Pembahasan Kitab Mazmur kita seperti lompat-lompat karena beberapa bagian saya sudah pernah kotbahkan dan bukunya juga sudah dicetak, jadi saya tidak akan mengkotbahkan lagi pasal-pasal tersebut. Hari ini kita melanjutkan pembahasan dari Mazmur 12, “Doa minta tolong terhadap orang yang curang”.
Di dalam terjemahan bahasa Inggris, Mazmur 12 ini diberi judul “The faithful have vanished”. Ini kalimat yang terdengar sangat pesimis, bahkan sangat paranoia, tapi ini dicatat sebagai bagian Firman Tuhan, suatu pengalaman riil yang dialami orang percaya. Dalam hal ini memang bahasa yang dipakai termasuk bahasa hiperbola, namun sebagaimana kita tahu, kitab-kitab puisi ini bicara tentang perasaan manusia, sehingga bahasa-bahasa hiperbola dianggap bisa mengekspresikan kesulitan jiwa yang begitu dalam. Waktu kita membahas mazmur, memang tidak salah untuk mendekatinya secara rasional, tetapi mazmur terutama adalah suatu nyanyian, sehingga kita perlu mengerti mazmur dengan menyanyikan –dengan perasaan. Mazmur adalah kitab yang sangat emosional, sangat afektif, sehingga tidak cukup kita hanya menganalisanya secara rasional, kita harusbelajar untuk mengerti kesulitan jiwa si pemazmur –dalam hal ini, Daud.
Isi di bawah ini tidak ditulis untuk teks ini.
PR #380, opened 2017-12-15
Replace calls to deprecated `expectNoMsg`-method

Philippus:
Applying this PR will remove 5 warnings.

### DIFF
--- a/core/src/test/scala/akka/kafka/internal/ConsumerTest.scala
+++ b/core/src/test/scala/akka/kafka/internal/ConsumerTest.scala
@@ -120,7 +120,7 @@ class ConsumerTest(_system: ActorSystem)
 
       probe
         .request(1)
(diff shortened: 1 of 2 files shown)


raboof:
The fix for the travis failure is in #381

core/src/test/scala/akka/kafka/internal/ConsumerTest.scala
```diff
@@ -120,7 +120,7 @@ class ConsumerTest(_system: ActorSystem)
 
       probe
         .request(1)
-        .expectNoMsg()
+        .expectNoMessage(200.millis)
```
raboof: I wonder if we should provide a version of this method with a default timeout here after all (though independent from and smaller than the default expect timeout, see https://github.com/akka/akka/pull/23381#discussion_r140767414)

Kita membaca di ayat 2, satu permintaan tolong, bahkan satu kalimat imperatif: “Tolonglah kiranya, TUHAN”. Mengapa? Karena pemazmur merasa “orang saleh telah habis, telah lenyap orang-orang yang setia dari antara anak-anak manusia”. Dalam kehidupan kita, ada saat-saat kita merasa seperti tidak ada komunitas yang mendukung; adakalanya kita mau share kepada mereka tapi tidak bisa karena tampaknya worldview mereka berbeda, mereka bukan orang yang takut akan Tuhan. Inilah yang pemazmur rasakan, dia merasa tersendiri. Saudara jangan mengerti bagian ini secara negatif, ‘lu ini memang ge-er, merasa benar sendiri, memangnya benar ‘gak ada orang yang takut akan Tuhan?? lu kira lu doang yang takut akan Tuhan??’ –jangan ditafsir ke arah ini. Di sini bukan tentang salah menilai, atau semacam paranoia merasa tersendiri padahal tidak, melainkan satu pengalaman yang riil dalam kehidupan pemazmur. Dan pertanyaannya, bagaimana dalam keadaan seperti ini, pemazmur merespons di hadapan Tuhan.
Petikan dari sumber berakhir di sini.